TASK DIRECTIONS: All lines between the start of the listing below and the line containing "int clearVerticesWithoutLocking( @Nonnull", inclusive, must be repeated exactly.

RECORD SET:
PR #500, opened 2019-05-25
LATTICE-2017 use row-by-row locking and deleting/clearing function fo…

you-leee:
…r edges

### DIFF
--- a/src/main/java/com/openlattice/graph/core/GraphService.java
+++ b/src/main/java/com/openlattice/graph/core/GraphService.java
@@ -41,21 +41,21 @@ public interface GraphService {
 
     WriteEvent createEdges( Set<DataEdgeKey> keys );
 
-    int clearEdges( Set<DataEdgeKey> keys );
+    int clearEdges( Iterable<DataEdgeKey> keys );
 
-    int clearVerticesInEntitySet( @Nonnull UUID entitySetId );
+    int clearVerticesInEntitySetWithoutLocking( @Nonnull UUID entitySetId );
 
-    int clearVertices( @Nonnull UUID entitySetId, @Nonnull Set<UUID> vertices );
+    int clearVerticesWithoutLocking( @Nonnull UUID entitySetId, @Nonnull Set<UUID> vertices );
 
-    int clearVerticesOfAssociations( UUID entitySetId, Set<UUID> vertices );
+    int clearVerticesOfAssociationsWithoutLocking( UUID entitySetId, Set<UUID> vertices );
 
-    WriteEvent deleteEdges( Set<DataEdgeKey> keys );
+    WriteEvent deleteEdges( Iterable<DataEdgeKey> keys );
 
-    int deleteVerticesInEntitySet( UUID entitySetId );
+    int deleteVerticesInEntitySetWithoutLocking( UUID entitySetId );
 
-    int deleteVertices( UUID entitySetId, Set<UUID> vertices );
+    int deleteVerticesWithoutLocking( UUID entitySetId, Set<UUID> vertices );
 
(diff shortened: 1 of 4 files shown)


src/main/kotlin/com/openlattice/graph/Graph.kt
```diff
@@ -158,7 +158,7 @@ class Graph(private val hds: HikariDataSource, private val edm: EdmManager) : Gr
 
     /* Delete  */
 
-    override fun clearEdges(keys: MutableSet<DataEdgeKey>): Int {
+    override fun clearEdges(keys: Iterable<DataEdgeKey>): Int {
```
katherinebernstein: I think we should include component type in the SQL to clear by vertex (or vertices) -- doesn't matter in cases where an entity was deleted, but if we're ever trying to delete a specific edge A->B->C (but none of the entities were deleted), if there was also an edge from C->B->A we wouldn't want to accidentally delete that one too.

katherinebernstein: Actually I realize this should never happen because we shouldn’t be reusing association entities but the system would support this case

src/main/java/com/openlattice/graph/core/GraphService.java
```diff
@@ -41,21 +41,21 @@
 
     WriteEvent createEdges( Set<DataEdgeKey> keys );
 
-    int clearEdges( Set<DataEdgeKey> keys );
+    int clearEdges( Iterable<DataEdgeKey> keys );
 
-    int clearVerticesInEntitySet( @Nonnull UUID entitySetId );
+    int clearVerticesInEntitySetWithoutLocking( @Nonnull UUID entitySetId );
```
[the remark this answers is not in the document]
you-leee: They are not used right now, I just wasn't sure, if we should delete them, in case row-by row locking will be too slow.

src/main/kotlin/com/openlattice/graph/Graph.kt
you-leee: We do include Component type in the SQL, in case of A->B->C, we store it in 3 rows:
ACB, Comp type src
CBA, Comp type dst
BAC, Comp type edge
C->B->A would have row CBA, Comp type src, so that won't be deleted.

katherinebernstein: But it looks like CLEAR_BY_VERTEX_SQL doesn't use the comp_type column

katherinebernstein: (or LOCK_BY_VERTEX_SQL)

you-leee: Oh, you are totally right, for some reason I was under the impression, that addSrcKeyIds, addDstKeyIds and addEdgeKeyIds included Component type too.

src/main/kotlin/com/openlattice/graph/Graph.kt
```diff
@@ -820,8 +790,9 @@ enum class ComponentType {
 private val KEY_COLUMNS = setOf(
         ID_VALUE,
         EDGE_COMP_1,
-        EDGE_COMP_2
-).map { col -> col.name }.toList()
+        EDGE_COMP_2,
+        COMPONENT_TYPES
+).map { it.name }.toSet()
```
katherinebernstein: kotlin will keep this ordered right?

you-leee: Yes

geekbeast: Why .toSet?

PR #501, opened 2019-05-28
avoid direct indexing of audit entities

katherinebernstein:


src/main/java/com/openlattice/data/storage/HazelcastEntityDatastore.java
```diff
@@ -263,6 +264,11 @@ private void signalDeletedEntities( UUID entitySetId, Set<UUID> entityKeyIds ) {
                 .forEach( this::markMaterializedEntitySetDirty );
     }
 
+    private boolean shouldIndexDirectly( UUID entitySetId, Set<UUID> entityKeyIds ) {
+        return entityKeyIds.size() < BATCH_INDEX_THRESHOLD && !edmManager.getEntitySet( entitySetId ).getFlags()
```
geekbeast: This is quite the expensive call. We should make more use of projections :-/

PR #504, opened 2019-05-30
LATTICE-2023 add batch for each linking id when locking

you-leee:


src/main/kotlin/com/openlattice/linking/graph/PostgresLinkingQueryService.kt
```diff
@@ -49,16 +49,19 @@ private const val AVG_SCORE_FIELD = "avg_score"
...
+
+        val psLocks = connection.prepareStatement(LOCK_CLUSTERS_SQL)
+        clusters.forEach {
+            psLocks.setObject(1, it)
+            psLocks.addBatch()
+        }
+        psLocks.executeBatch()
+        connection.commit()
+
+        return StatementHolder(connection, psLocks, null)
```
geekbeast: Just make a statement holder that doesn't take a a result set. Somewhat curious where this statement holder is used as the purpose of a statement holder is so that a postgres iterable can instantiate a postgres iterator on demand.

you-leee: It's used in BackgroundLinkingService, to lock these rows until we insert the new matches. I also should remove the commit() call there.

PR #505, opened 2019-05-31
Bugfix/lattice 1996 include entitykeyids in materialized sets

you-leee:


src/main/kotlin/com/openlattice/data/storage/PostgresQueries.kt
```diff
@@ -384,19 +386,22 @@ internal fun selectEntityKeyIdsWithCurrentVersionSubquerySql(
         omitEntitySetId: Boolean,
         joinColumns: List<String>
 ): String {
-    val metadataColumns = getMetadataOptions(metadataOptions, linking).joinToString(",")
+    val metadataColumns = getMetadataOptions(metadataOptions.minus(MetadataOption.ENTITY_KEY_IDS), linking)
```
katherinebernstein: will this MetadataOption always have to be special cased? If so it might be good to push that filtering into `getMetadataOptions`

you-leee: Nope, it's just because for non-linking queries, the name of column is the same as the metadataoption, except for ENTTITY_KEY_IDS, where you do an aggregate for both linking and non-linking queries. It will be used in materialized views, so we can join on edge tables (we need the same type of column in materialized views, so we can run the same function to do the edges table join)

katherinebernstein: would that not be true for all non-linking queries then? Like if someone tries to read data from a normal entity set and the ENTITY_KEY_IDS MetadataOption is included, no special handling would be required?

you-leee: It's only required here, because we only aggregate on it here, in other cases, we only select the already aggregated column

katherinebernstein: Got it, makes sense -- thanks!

SOLUTION TO THIS TASK:
PR #500, opened 2019-05-25
LATTICE-2017 use row-by-row locking and deleting/clearing function fo…

you-leee:
…r edges

### DIFF
--- a/src/main/java/com/openlattice/graph/core/GraphService.java
+++ b/src/main/java/com/openlattice/graph/core/GraphService.java
@@ -41,21 +41,21 @@ public interface GraphService {
 
     WriteEvent createEdges( Set<DataEdgeKey> keys );
 
-    int clearEdges( Set<DataEdgeKey> keys );
+    int clearEdges( Iterable<DataEdgeKey> keys );
 
-    int clearVerticesInEntitySet( @Nonnull UUID entitySetId );
+    int clearVerticesInEntitySetWithoutLocking( @Nonnull UUID entitySetId );
 
-    int clearVertices( @Nonnull UUID entitySetId, @Nonnull Set<UUID> vertices );
+    int clearVerticesWithoutLocking( @Nonnull UUID entitySetId, @Nonnull Set<UUID> vertices );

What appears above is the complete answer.